QuantNet is the premier site for keeping abreast of the latest developments in Mathematical Finance. It provides articles from industry experts that can help you get a job and be successful in your career. I endeavor to live up to the quality Andy expects of all his contributors.
Businesses hire people to solve problems. Their main focus is not on the tools you use to do that, it is your job to learn available tools and advise them on their best application. Don’t fall into the trap of advocating a tool just because you figured out how to use it. Keep learning new tools so you are in a position to give the company you work for the most appropriate solution.
A friend of mine rides herd over the Python libraries used at Bank of America. One part of his job is to encourage software reuse, a well-established best practice. He shared his frustration with me about how difficult that is. People can somehow always find a reason why an existing library doesn’t do something they believe they need and insist on rewriting code from scratch. BofA has over a million Python libraries now. “Most of them written by people who had no business writing software in the first place,” according to my friend’s rather harsh assessment. Listen to people who have come before you. They want to teach you things you haven’t yet learned before you get old and start yelling at clouds.
I am fond of APL inspired languages. Kenneth Iverson invented A Programming Language in 1960 because he was appalled by the limited expressiveness of Fortran. The latest incarnation of APL is kdb. Every major hedge fund forks over a hefty licensing fee to Arthur Whitney year after year to use that. During my stint at Morgan Stanley I used an earlier version called A+. It was the most productive language for turning keystrokes into programs I have ever experienced.
Structure and Interpretation of Computer Programs is a renown MIT course that uses Scheme, a simple dialect of Lisp. There is even an edition for the course textbook, aka “The Wizard Book”, that uses JavaScript1.
Robin Milner laid down the theory behind functional programming.
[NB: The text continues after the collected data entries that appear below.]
Issue #4095, opened 2020-01-30
Changes for Symfony 5.1


Guite:
This issue collect some changes to be done when Symfony is upgraded to 5.1

- [x] Upgrade (done in #4319)
- [x] [Constants for command exit codes](https://symfony.com/blog/new-in-symfony-5-1-misc-improvements-part-1) (done in #4321)

craigh:
something we could do here is require symfony dev-master branch (assuming it is stable enough to use) and implement all these changes now. Then when 5.1 is released we won't have to do anything except change the composer requirement.

Guite:
No need. We have other tasks on the list and 5.1 isn't far away.

Guite:
> use compound constraints

Where? ZAuth? Users?

craigh:
> Remove `secret`

FYI - the secret is also migrated on upgrade so this should be accommodated.

craigh:
I don't think we can entirely eliminate `bootstrap.php` because we have some [custom stuff](https://github.com/zikula/core/blob/master/config/bootstrap.php#L41-L45) happening there

craigh:
![Screen Shot 2020-05-04 at 7 57 33 AM](https://user-images.githubusercontent.com/350048/80963437-ec008500-8ddc-11ea-96eb-497f051824ce.png)

PR #4319, opened 2020-05-31
Update to Symfony 5.1.0

Guite:
| Q                 | A
| ----------------- | ---
| Bug fix?          | no
| New feature?      | yes
| BC breaks?        | no
| Deprecations?     | yes (by vendor)
| Fixed tickets     | -
| Refs tickets      | #4095
| License           | MIT
| Changelog updated | yes

## Description

- Update/simplify `bootstrap.php` wrt `DotEnv` constructor
- Use new `DotEnv::bootEnv` method
- Remove `secret` parameter from `config/packages/framework.yaml`
- Update/simplify `Kernel` class utilizing [improved Microkernel](https://symfony.com/blog/new-in-symfony-5-1-improved-microkernel)

### DIFF
--- a/config/packages/framework.yaml
+++ b/config/packages/framework.yaml
@@ -1,5 +1,4 @@
 framework:
-    secret: '%env(APP_SECRET)%'
     csrf_protection: ~
     #http_method_override: true
 
@@ -22,3 +21,8 @@ framework:
     #fragments: true
     php_errors:
         log: true
+
+parameters:
+    # settings for container dumper
+    container.dumper.inline_factories: true
+    container.dumper.inline_class_loader: false
--- a/src/system/SecurityCenterModule/Listener/FilterListener.php
+++ b/src/system/SecurityCenterModule/Listener/FilterListener.php
@@ -32,6 +32,7 @@ use Symfony\Component\Mime\Address;
 use Symfony\Component\Mime\Email;
 use Symfony\Component\Security\Core\Exception\AccessDeniedException;
 use Symfony\Contracts\Translation\TranslatorInterface;
+use Zikula\Bundle\CoreBundle\HttpKernel\ZikulaHttpKernelInterface;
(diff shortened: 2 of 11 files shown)


src/system/SecurityCenterModule/Listener/FilterListener.php
```diff
@@ -224,6 +232,7 @@ public function idsInputFilter(RequestEvent $event): void
      */
     private function getIdsConfig(): array
     {
+        $vendorDir = $this->kernel->getProjectDir() . '/vendor/';
```
craigh, line 235: probably could inject only the `project_dir` instead of the full kernel.

config/packages/framework.yaml
```diff
@@ -1,5 +1,4 @@
 framework:
-    secret: '%env(APP_SECRET)%'
```
craigh, line 2: I think the core-upgrade/install process does something with the secret? can't remember.

Guite: It only takes it from old installations to migrate it into the `env` file. If the parameter does not exist it generates a new secret instead. So no problem to remove it for new installs.

src/system/SecurityCenterModule/Listener/FilterListener.php
Guite: Which syntax would that use?

craigh: there are many examples in the core

craigh: https://github.com/zikula/core/blob/50cacd745ac12e9c81bedda7a6193e130194b02b/src/Zikula/CoreBundle/Resources/config/services.yaml#L8

Guite: updated

PR #4326, opened 2020-06-06
corrections to add listeners to hooks

craigh:
previous implementation required hook providers use public services. this does not.


Guite:
:+1:

PR #4369, opened 2020-07-02
Add StaticContentModule

craigh:
| Q                 | A
| ----------------- | ---
| Bug fix?          | no
| New feature?      | yes!
| BC breaks?        | no
| Deprecations?     | no
| Fixed tickets     | -
| Refs tickets      | -
| License           | MIT
| Changelog updated | yes

## Description

~Added template display controller for quick generation and display of static template-based content.~

## To do
 ~- [x] docs~
 ~- [x] also add template-based block~
 ~- [x] address question of required `/p/*` in route~
 ~- [ ] add permission scheme somewhere~

- move content-blocks to new StaticContentModule
- update docs
- update maker (`make:zikula-extension`) to discourage use of Zikula as vendor
~- [ ] update BlocksModuleInstaller to shift new block creation on install to StaticContentModule and update existing classes.~


craigh:
it is quite simple really:

1. add a template like `/templates/p/foo.html.twig`
2. call `/p/foo`

Guite:
Nice!

Just add docs please and it should be ready.

Guite:
> provide the permission scheme

means `composer.json` meta data

craigh:
> Any idea where to provide the permission scheme

yes, I wondered about that also. I didn't have any good ideas. ExtensionsModule seems wrong unless the controller is moved there. But the controller doesn't belong there.

craigh:
The scheme is not required for operation. It is only informational.

Guite:
How should an admin know about it if it is not populated via composer?
If the admin can not know about it it becomes useless because no permission rules will be created for it.

craigh:
> How should an admin know about it if it is not populated via composer?

of course. I'm not suggesting it should be eliminated. I'm just stating that the composer information doesn't affect functionality at all.

maybe we should reconsider this information collection for a later release.

In any case, I'm not certain the best way to handle this currently.

Guite:
> maybe we should reconsider this information collection for a later release.

agreed; it could also be populated programmatically (`$someService->populatePermissionScheme()`)

craigh:
I also got thinking about the route. currently this PR requires `/p/{name}`. I did this to easily avoid route conflicts with other modules and made it one letter to keep it simple.

My personal use-case for this feature is to show a Google calendar. Google provides the html, I paste it in a template and can show it at `/p/calendar` .. but now I am thinking I would rather that be simply `/calendar` because when I am talking to someone and say "go to foo.com slash calendar" it is better than "go to foo.com slash P slash calendar".

I think simply having the route be `/{name}` would be a problem though.
Thoughts?

Guite:
I think this would be a use case for adding a custom route (Routes module) to let `calendar` point to the same controller as `p/calendar` (additionally).
Centrally adding `/{name}` would certainly lead to conflicts.

craigh:
> I think this would be a use case for adding a custom route (Routes module)

this is currently impossible (as far as I can tell):

Screen Shot 2020-07-06 at 9 24 24 AM

1. The bundle is not listed (because it does not include CoreBundle)
2. There is no 'action' in this case as it is a single-action-controller.

An idea I had to solve the permission scheme issue and the bundle not being listed (1 above) is to move all this to the Routes module. This makes some sense to me because we are adding a special type of route to display templates... not 100% about SOC here though.

for issue 2 above, we would have to either change the controller to include an action or change the routes module to not require an action - OR remove the `/p` prefix).

what do you think?

Guite:
> The bundle is not listed

This is not a dropdown (like in the Settings module), but a text field. So there is nothing listed, but needs to be entered manually.

> There is no 'action' in this case as it is a single-action-controller

Indeed. This is not supported for custom routes atm.

craigh:
> This is not a dropdown

The **Bundle** selector _is_ a `select` element, listing only extensions (not bundles)

Screen Shot 2020-07-06 at 9 46 15 AM

craigh:
> move all this to the Routes module.

thoughts about this?

Guite:
I think that would be a viable option.

docs/Content/Pages.md
```diff
@@ -0,0 +1,25 @@
...
+ - `{{ app.request.method }}`
+ - `{{ pageAddAsset('javascript', asset('/path/from/public/to/my/javascript.js')) }}`
+ - etc...
+
+There is no way to add additional variables in these pages.
+
+### Better Pages
+To display more advanced pages and non-static content please see
+ - [Pages](https://github.com/zikula-modules/Pages)
+ - [Content](https://github.com/zikula-modules/Content)
```
Guite, line 25: Maybe link to https://docs.ziku.la/Extensions/content.html ?

Guite:
Awesome progress :+1: 

Suggestion for updating existing blocks:

```
UPDATE `blocks`
SET `bkey` = REPLACE(`bkey`, 'BlocksModule', 'StaticContentModule')
WHERE `blocktype` IN ('Finclude', 'Html', 'Text', 'Xslt');
```

craigh:
@Guite I am having second thoughts about removing the contents blocks from Blocks module at 3.1.0. I am thinking full removal should wait until 4.0. In the meantime, I think we should add StaticContent module and deprecate the old blocks with plans to remove at 4.0. In the meantime, we can post an alert to the blocks admin that encourages user to move blocks to StaticContent. Then we don't do anything in the upgrade, etc. thoughts?

Guite:
That would indeed be cleaner. Good idea.

Guite:
terrific :smiley:

PR #4396, opened 2020-07-11
Allow creating and changing mappings without setting a password

### LINKED ISSUE #4395: Creating a new user without password is not possible for the admin
[TIP]:  # ( Provide a general summary of the issue in the title above ^^ )

| Q                 | A
| ----------------- | ---
| Zikula Version    | 3.0.0
| PHP Version       |7.4.5

## Expected Behavior

Creating a new user without password shall be possible for the admin

## Current Behavior
Creating a new user for Zikula Native Authorisation
If the password generation is unchecked you can not save the new user. There is still the password required.

Guite:
| Q                 | A
| ----------------- | ---
| Bug fix?          | yes
| New feature?      | no
| BC breaks?        | no
| Deprecations?     | no
| Fixed tickets     | fixed #4395 
| Refs tickets      | -
| License           | MIT
| Changelog updated | yes

## Description

- Corrected wrong field reference in JS to update input field required states depending on the "set password" toggle
- Allow calling the `setPass` method with `null` value, but do not assign these to avoid overriding existing passwords
  - Otherwise submitting the form without having a new password set results in `Expected argument of type "string", "null" given at property path "pass".`

### DIFF
--- a/CHANGELOG-3.0.md
+++ b/CHANGELOG-3.0.md
@@ -23,6 +23,7 @@
   - Improved responsive design of the extensions list.
   - Throw more descriptive exception when non-zasset asset is not found (#4366).
   - Install extension assets on installation and upgrade (#4367).
+  - Allow creating and changing mappings without setting a password  (#4395).
 
 - Features:
   - _there should be none_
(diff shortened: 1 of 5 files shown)


craigh:
I am also getting this JS error when trying to submit the "Create New User" form. Does this PR also fix that?
> An invalid form control with name='zikulazauthmodule_admincreateduser[pass][pass][first]' is not focusable.

It only occurs if "set password now" is disabled, so the password fields are not visible.

Guite:
> Does this PR also fix that?

Likely

craigh:
I checked - it does fix it.

PR #4429, opened 2020-07-28
fix/update StyleCI config

Guite:
| Q                 | A
| ----------------- | ---
| Bug fix?          | depends on the point of view
| New feature?      | depends on the point of view
| BC breaks?        | no
| Deprecations?     | no
| Fixed tickets     | -
| Refs tickets      | -
| License           | MIT
| Changelog updated | no

## Description

StyleCI did some updates to their platform and rulesets.

See https://blog.styleci.io/platform-improvements/

This PR updates our configuration accordingly.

Prior to his work, programming languages automated operations on text, integers and floating point values. Functional languages operate on functions as first class values. Milner’s work is based on Alonso Church’s lambda calculus, Alan Turing’s thesis adviser2. Languages based on Milner’s ideas include Haskell, SML and OCaml (used by Jane Capital), F#, and the most popular functional programming language, by any measure, in the world.
I wrote the xll library to make it simple use the ancient Microsoft Excel C SDK to plug C, C++, and even Fortran into Excel. The guilty secret of Python is that its most popular packages are written in C or C++.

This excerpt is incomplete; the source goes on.